吕元亮感觉自己多年的脸面一下子全丢尽了。他有些尴尬,没好气地朝着他们吼道,“看什么看?有什么好看的?”
陆云妆见他一副耍无赖的样子不由得气笑了,扯着他背后的衣领道:“你起不起来?”
吕元亮死死扒着柱子不放,“反正我不去。”
陆云冷冷地笑了笑,举起手中的藤条狠狠地往他手上抽去。
“啊!”
吕元亮猛地爆发出一声凄厉的惨叫。
他怒道:“你有病啊!”
陆云妆不理会,又要抬手抽他,吕元亮当即松开了双手,往后一仰。那一鞭没抽中,在廊柱上发出了一声“啪”的脆响。
吕元亮三下五除二从地上爬起,一下子蹦个老远,颤着手指着陆云妆道:“陆云妆,你太过分了!当着这么多人的面我不要脸面的吗?”
陆云妆抬眼看他,“你有脸吗?”
吕元亮怒了,叉着腰道:“我怎么就没脸了?”
“你若是有脸的话就不会做出这种招摇撞骗的事来了。男子汉大丈夫,敢做不敢认,连悔改之心都没有,你还敢说自己有脸?丢不丢人!”
她这一连串话掷地有声,像是响亮的耳光重重地打在了他的脸上。
听闻,吕元亮先是一愣,接着整个人都懵了,最后就跟泄了气的皮球一般耷拉着脑袋不再挣扎。
见他总算是安分了一点后,陆云妆便转头吩咐人备车。拖着人带上银两和高南他们几个,一行人浩浩荡荡出了府。
马车稳稳当当地停在天香阁门前,陆云妆率先掀帘下了马车引来了周围人的窥视。
众人见到这类的场面已经见怪不怪了,八成又是哪家夫人得了消息跑来青楼抓自家男人的吧。
有人见了不由得唏嘘感叹:“家里有这么漂亮的夫人竟然还跑出来喝花酒,真不知道究竟是怎么想的。”

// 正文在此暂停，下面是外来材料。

PR #474, opened 2018-02-15
Update rpi-wifi-firmware

### LINKED ISSUE #473: rpi-wifi-firmware package issues
@XECDesign : There are some issues with the rpi-wifi-firmware package (especially for new developers cloning the noobs github and expecting it to build).

1. rpi-wifi-firmware.mk uses 'master' as the version number, so it will always pull down the latest version rather than a specific version. **(Fix: use a specific commit)**

2. The repo this points to has been upstreamed(*) and the folders have been reorganised. This means it is no longer compatible with rpi-wifi-firmware.mk and it no longer "builds" properly. **(fix: update rpi-wifi-firmware.mk to the new folder structure)**

3. brcmfmac43430-sdio.txt now exists as a patch (https://github.com/RPi-Distro/firmware-nonfree/commit/8d4f3825be09e556c01543119ed50515bd7dd661#comments), so it does not get included by default in the build **(fix: ???)**

So I can resolve points 1&2 as indicated above, but how to fix point 3 so that NOOBS builds "out of the box" again? It is possible to copy the patch into buildroot/package/rpi-wifi-firmware and add it to the NOOBS github. This works, but it won't get updated with the Rpi-Distro repo version.

Is it possible to automate the copying or updating of this patch somehow? It seems a bit of a catch-22 scenario to me: The patch isn't present until the rpi-wifi-firmware is downloaded/patched/configured/built etc by buildroot, but it needs to patch the package before it is configured & built. Somehow the copy needs to take place between downloading the package and patching the package to avoid 2 passes of the build. Any ideas?

(*) - maybe the wrong terminology?

XECDesign:
Fixes #473

### DIFF
--- a/buildroot/package/rpi-wifi-firmware/rpi-wifi-firmware.mk
+++ b/buildroot/package/rpi-wifi-firmware/rpi-wifi-firmware.mk
@@ -4,15 +4,15 @@
 #
 ################################################################################
 
-RPI_WIFI_FIRMWARE_VERSION = master
+RPI_WIFI_FIRMWARE_VERSION = 927fa8ebdf5bcfb90944465b40ec4981e01d6015
 RPI_WIFI_FIRMWARE_SITE = $(call github,RPi-Distro,firmware-nonfree,$(RPI_WIFI_FIRMWARE_VERSION))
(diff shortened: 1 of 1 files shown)


XECDesign:
Thanks for checking.

PR #477, opened 2018-02-25
Drop dependencies of qt-linguist tool from host

mcapdeville:
Recovery need lrelease and lupdate from host for updating translation.
This is done in recovery/updateqm.sh . 

The first patch add the option BR2_PACKAGE_QT_HOST_TOOLS to buildroot for building the Qt tools target that contain the qt-linguist tool, so lrelease and lupdate are make available in ${HOST_DIR}/usr/bin .

The second patch add the BR2_PACKAGE_QT_HOST_TOOLS build dependeciy to the recovery package.

The third patch modify updateqm.sh to get lrelease and lupdate from buildroot ${HOST_DIR} .


lurch:
See also #158 ;-)

XECDesign:
Then I think the pre-commit hook would also need to be updated to use lupdate from buildroot if it's built or the system version otherwise.

XECDesign:
Inactive

PR #496, opened 2018-05-04
Port of self Update from PINN

procount:
Just in case there's a change of heart, I've ported my self update code from PINN to NOOBS.

The 2 constants README_URL and BUILD_URL in config.h need to be modified to wherever you wish to locate the README.md and BULD-DATA files in your CDN system. Currently they point at my github for testing. 

It only updates the NOOBS files, not any OSes in /os. That feature would need adding if you want it.

There is a `no_update` option in recovery.cmdline to disable self updating.

### DIFF
--- a/recovery/builddata.cpp
+++ b/recovery/builddata.cpp
@@ -1,0 +1,170 @@
+#include "builddata.h"
+#include <QProcess>
+#include <QRegExp>
+#include <QFile>
+#include <QDebug>
+
+BuildData::BuildData()
+{
+}
+
+void BuildData::splitVersion(void)
+{
+    QString::iterator it = _version.begin();
+    while (it != _version.end())
+    {
+        int digitmode = it->isDigit();
+        QString part="";
+
+        if (digitmode)
+            while (it != _version.end() && (*it).isDigit())
+                part += *it++;
+        else
+            while (it != _version.end() && !(*it).isDigit())
+                part += *it++;
+        _partslist <<part;
+        digitmode = !digitmode;
+    }
+}
+
+void BuildData::setVersion(const char * v)
+{
+    _version =v;
+    splitVersion();
+}
+
+bool BuildData::isEmpty(void)
+{
+    bool result = _version.isEmpty();
+    return (result);
+}
+
+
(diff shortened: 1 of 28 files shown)


recovery/builddata.h
```diff
@@ -0,0 +1,28 @@
...
+#include <QString>
+#include <QStringList>
+
+class BuildData
+{
+public:
+    BuildData();
+    void read(const char * filename);
+    bool isEmpty(void);
+    void getVersionParts(void);
```
lurch: Seems like this function isn't implemented??

recovery/builddata.cpp
```diff
@@ -0,0 +1,170 @@
...
+#include <QProcess>
+#include <QRegExp>
+#include <QFile>
+#include <QDebug>
+
+BuildData::BuildData()
+{
+}
+
+void BuildData::splitVersion(void)
```
lurch: Probably makes sense to just move this functionality wholesale to inside `setVersion` ?

recovery/builddata.cpp
```diff
@@ -0,0 +1,170 @@
...
+
+        if (digitmode)
+            while (it != _version.end() && (*it).isDigit())
+                part += *it++;
+        else
+            while (it != _version.end() && !(*it).isDigit())
+                part += *it++;
+        _partslist <<part;
+        digitmode = !digitmode;
+    }
```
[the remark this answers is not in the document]
procount: Redundant remnants of an earlier incantation

recovery/builddata.h
procount: forgot to remove

recovery/builddata.cpp
procount: I think I previously called splitVersion() from elsewhere, but didn't refactor it out in later iterations

procount:
@lurch -thanks for reviewing, but I'm not sure if it is worth while fixing any changes here if it's not going to be implemented. I have removed the old, redundant code from PINN's next version though to clean it up, so much appreciated! 👍

XECDesign:
Sorry, closing because it goes outside of the cope of NOOBS.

另一人就说:“你懂什么,俗话说得好‘妻不如妾;妾不如妓,妓不如偷,偷不如偷不着’;这家花哪有野花香啊。”
姚黄魏紫两人听了,脸一下子就气红了。两个小丫鬟都是清清白白的黄花大闺女,哪曾听过烟花柳巷里头这群人的污糟话?
陆云妆也听见了,只是并无什么反应。这群人说的可比起她在现代听到的小儿科多了。她不慌不忙地转过身,掀开车帘朝里道:“夫君,还不赶紧下来?”

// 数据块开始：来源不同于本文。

PR #497, opened 2018-05-07
Use partuuid in installed_os.json

procount:
When installing an OS to a USB storage device, the partitions used for the OS are referenced assuming the device remains consistent as /dev/sdaX. I had one user who booted PINN with 2 USB sticks - one with the OS installations on it (sda), and the other used as the destination (sdb). Naturally the partition was stored as /dev/sdb6 in installed_os.json, but on later boots, the device was referenced as /dev/sda so the OS could not be found.

I think that OSes installed to an external USB should be referenced by partuuid in os_config.json and installed_os.json, just like is done in cmdline.txt and /etc/fstab.

Do you think the attached Pull Request will solve this issue? Are there any problems with it?


procount:
In order for the 1st commit to compile, I moved 4 uuid related functions from multiimagewritethread.cpp to util.cpp.

recovery/multiimagewritethread.cpp
```diff
@@ -530,7 +530,13 @@ bool MultiImageWriteThread::processImage(OsInfo *image)
     QVariantList vpartitions;
     foreach (PartitionInfo *p, *partitions)
     {
-        vpartitions.append(p->partitionDevice());
+        QString part = p->partitionDevice();
+        if (part.left(13) != "/dev/mmcblk0p")
```
lurch: Just out of curiosity, what happens if you remove this special-casing for `/dev/mmcblk0` and instead _always_ use the partuuid?

lurch:
> In order for the 1st commit to compile, I also had to...

Might be beneficial to swap the order of the commits?

recovery/multiimagewritethread.cpp
maxnet: We used to have some Linux distributions that came with an initramfs that did not support partuuid parameters (e.g. OSMC).
Not sure if that's still the case in recent versions though.

procount:
If I were to rebase to reorder the commits (or even squash them), wouldn't it wreck all this conversation, comments, history etc when I push it up (probably with -f to force it?)

lurch:
Nope, I don't think so.

recovery/multiimagewritethread.cpp
lurch: @procount I wonder if it'd be worth adding an extra param to the `os.json` / `os_list.json` files stipulating whether they support partuuid parameters, and then only using this partuuid code if they do?

procount:
OK I'm willing to give it a go - Which do you prefer: swap or squash?

recovery/multiimagewritethread.cpp
procount: Can we piggy-back the `usb_root` or `usb_boot` parameters for that? I think they serve a similar purpose...?

procount: IIRC, if an OS doesn't support partuuid, then it can't be installed to USB. If so, then the additional code won't be necessary. I'm sure @XECDesign  explained the use of `supports_usb_root` and `supports_usb_boot` somewhere but I can't find the reference.

procount:
I swapped first, then squashed, and both worked, so I guess the git warnings about rebasing and force pushing only apply to the public repository that others have used and not to pull requests.

XECDesign:
@maxnet, does this look okay to you?

maxnet:
Looks ok, although I haven't tried it.

XECDesign:
Thanks for taking a look. I'll test it out before it goes in a release.

recovery/bootselectiondialog.cpp
```diff
@@ -157,13 +157,33 @@ void BootSelectionDialog::accept()
     QSettings settings("/settings/noobs.conf", QSettings::IniFormat, this);
     QVariantMap m = item->data(Qt::UserRole).toMap();
     QByteArray partition = m.value("partitions").toList().first().toByteArray();
-    QRegExp partnrRx("([0-9]+)$");
-    if (partnrRx.indexIn(partition) == -1)
+
+    int partitionNr;
+    QRegExp parttype("^PARTUUID");
+    if (parttype.indexIn(partition) == -1)
```
lurch: You could probably use http://doc.qt.io/archives/qt-4.8/qstring.html#startsWith here instead?

procount:
@XECDesign - I finally got around to testing this, with boot on SD card and root on USB, but it didn't use partuuids, so I'll try & find out why...

procount:
@XECDesign - I finally got around to testing this with boot on sd card and root on USB stick. 
It correctly used PARTUUIDS for the USB partitions and interpreted the HEX partition numbers correctly.
(Of course, it helps if you build and test from the correct GIT branch!)

PR #503, opened 2018-06-05
Automatic keyboard layout change for Swedish

Mangero:
Added if statement to languagedialog.cpp in the same way as for
Japanese to automatically switch to Swedish keyboard layout
when Swedish language is chosen.

This is the same change as in commit f3b6970 of pull request #252

### DIFF
--- a/recovery/languagedialog.cpp
+++ b/recovery/languagedialog.cpp
@@ -182,6 +182,10 @@ void LanguageDialog::changeLanguage(const QString &langcode)
     {
         defaultKeyboardLayout = "jp";
     }
+    else if (langcode == "sv")
+    {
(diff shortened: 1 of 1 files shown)


XECDesign:
@Mangero This has been tested and works as expected?

Mangero:
@XECDesign 
I did test this thoroughly before I submitted my first pull request, that was a few years ago. I have not tested it with a current build but since this is just the addition of an if-statement which works the exact same way as the ones already in place for dutch and japanese I can't imagine there could be any problems. If you'd like me to test it with the current build I might be able to do that some time during the weekend.

XECDesign:
Thank you

PR #523, opened 2018-12-08
Update README.md

Raymo111:
Apt is newer and more user-friendly than apt-get

### DIFF
--- a/README.md
+++ b/README.md
@@ -249,7 +249,7 @@ Note that this will require a minimum of 6GB free disk space.
 
 On Ubuntu:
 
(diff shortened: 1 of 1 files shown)


lurch:
@XECDesign Probably worth merging this, given that we've recently updated the documentation repo to switch from `apt-get` to `apt` ?

XECDesign:
Definitely, thanks for the nudge. Can't merge right now though, since there are a ton of local uncommitted changes.

Raymo111:
@XECDesign Keep us updated!

PR #545, opened 2019-06-11
Updated the GPIO Trigger functionality to allow custom GPIO ports

mjjames:
You can now provide the GPIO number and the value you want it to be (e.g 1 or 0) allowing more use case scenarios


XECDesign:
In general, we don't accept PRs which add functionality, but this looks simple enough.

If you also add some documentation for the feature, remove the NOOBS version bump and  it all works for you as expected, I'm happy to merge. 

Thanks.

mjjames:
Reverted to V3 and added additional documentation underneath the existing GPIO Trigger part. Added examples so that its hopefully clear

mjjames:
abandoning the PR as I pushed other changes to master, instead created a new PR which has a specific branch containing the changes #546

PR #548, opened 2019-07-03
README.md: Add instructions on enabling headless SSH

ProactiveServices:


XECDesign:
Doesn't just dropping an ssh file onto the recovery partition work?

ProactiveServices:
On the pre-installed NOOBS SD card that I received, no. I presumed that the pre-installation environment didn't support it as it wasn't a full operating system. Once I'd made the changes to have NOOBS auto-install the OS, the ssh file successfully caused the system to start the SSHd.

procount:
I'm pretty sure dropping the ssh file into the recovery partition worked last time I installed Raspbian with PINN, post-pi4, so it should have worked in NOOBS too.

procount:
Ah wait a minute, was Raspbian already PRE-INSTALLED? I'm which case it wouldn't work unless you reinstall Raspbian cos it only copies the file on reinstallation in the partition setup script.

ProactiveServices:
Sorry for any confusion. Raspbian wasn't pre-installed, NOOBS was. I have since made changes to start using the Pi but will be able to test this as I have an image of the original data.

XECDesign:
Neither the steps in this PR or dropping the ssh file would help if Raspbian isn't installed afterwards.

Given that partitions_setup.sh already has a way of handling ssh and wpa_supplicant.conf files, I wouldn't recommend modifying it.

https://github.com/RPi-Distro/pi-gen/blob/master/export-noobs/00-release/files/partition_setup.sh#L23

PR #3, opened 2017-01-24
allow appending unregistered classes , models if provided as strings. etc

jheld:
allow just appending unregistered classes
get the class for models if provided as strings.
crud event keep user id if deleted
store datetime with timezone info


soynatan:
Shortly I'll update readme file to explain these settings.

soynatan:
Setting names have been changed and added to readme file. Thank you for these contributions!

PR #4, opened 2017-01-25
allow crud difference callbacks to determine of CRUDEvent should be created

jheld:
allow crud difference callbacks; if any false do not create crud
use dispatch_uid on signal connections so they are guaranteed just one run per that module import

### DIFF
--- a/easyaudit/settings.py
+++ b/easyaudit/settings.py
@@ -1,26 +1,25 @@
+from importlib import import_module
 
+from django.apps.registry import apps
 from django.conf import settings
-
-
-# django unregistered classes
-from django.db.migrations import Migration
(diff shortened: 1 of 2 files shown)


soynatan:
Thank you for these contributions. They have been merged into master. Keep them coming! :)

The only thing I changed back are the names of the settings. I wasn't sure about the word "append" because it only makes sense if you know how the app works. So I went for these names:

`DJANGO_EASY_AUDIT_UNREGISTERED_CLASSES_DEFAULT` for default unregistered classes.

`DJANGO_EASY_AUDIT_UNREGISTERED_CLASSES_EXTRA` for user defined (extra) unregistered classes.

I think with these changes I'll release v0.8. Kudos!

PR #13, opened 2017-03-22
middleware init with optional kwarg.

jheld:
middleware init with optional kwarg.

I was getting a startup error because the `__init__` apparently wants no arguments. The mixin class's `__init__` had it as a default variable, so I did the same (I could have just not subclassed the init of course).


soynatan:
Great! Thank you, it's been merged.

PR #20, opened 2017-07-05
Log `m2m_changed` signal

KatrinaE:
This PR updates django-easy-audit to log m2m-changed signals. I'm still fixing the following two issues:

1) Each M2M update is recorded twice, because M2M changes send two signals (`pre_add`/`post_add` for additions and `pre_remove`/`post_remove` for deletions).

   * I am going to filter out half of the signals. I would prefer to keep the pre-save actions (`pre_add` and `pre_remove`), but to be consistent with easyaudit's other signals, I am going to keep the post-save ones (`post_add` and `post_remove`).

2) Reverse M2M updates do not include the M2M change in the audit log.

   * Reverse M2M updates (e.g. if the `Business` model has a ManyToManyField connected to `User`, a reverse add would be `some_user.business_set.add(some_business)`, as opposed to `some_business.users.add(some_user)`) do not include the M2M field, because the M2M field is not actually present on that model. I'm not sure how to resolve this; need to think about it more.

### DIFF
--- a/easyaudit/models.py
+++ b/easyaudit/models.py
@@ -8,10 +8,15 @@ class CRUDEvent(models.Model):
     CREATE = 1
     UPDATE = 2
     DELETE = 3
+    M2M_CHANGE = 4
+    M2M_CHANGE_REV = 5
+
     TYPES = (
         (CREATE, 'Create'),
         (UPDATE, 'Update'),
         (DELETE, 'Delete'),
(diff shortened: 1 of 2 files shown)


soynatan:
This looks interesting! I completely ignored that signal. I will merge your code to m2m-changed branch, and when it is ready we can merge it to master. Thank you :)

PR #28, opened 2017-08-23
Removed redundant save() calls (create() includes implicit save())

rossettistone:
Hi @soynatan! Thanks for your work on this library. We were on the hunt for a django auditing lib, and yours was just the thing!

After integrating, we noticed when running our tests that there were more audit queries than we expected. A little digging led us to find two `save()` calls in `signals.py` that look redundant with the `create()` calls above them. I'm a bit new to django development, so I checked the relevant docs to be sure:
https://docs.djangoproject.com/en/1.11/ref/models/querysets/#create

吕元亮本还想在车上多赖一会儿,可谁知陆云妆不给他这个机会,竟直接就要上手拉他下来。吕元亮手扯着衣袖急道:“你快松手,我自己下,自己下……”
听闻,陆云妆这才松了手。
吕元亮黑着个脸理了理衣衫,又打开折扇遮着脸就这样下了车。
二人一前一后进了天香阁,这让一旁看热闹的人不由得瞪大了眼睛。他们活了那么多年还是第一次见拉着夫君来青楼的小娘子。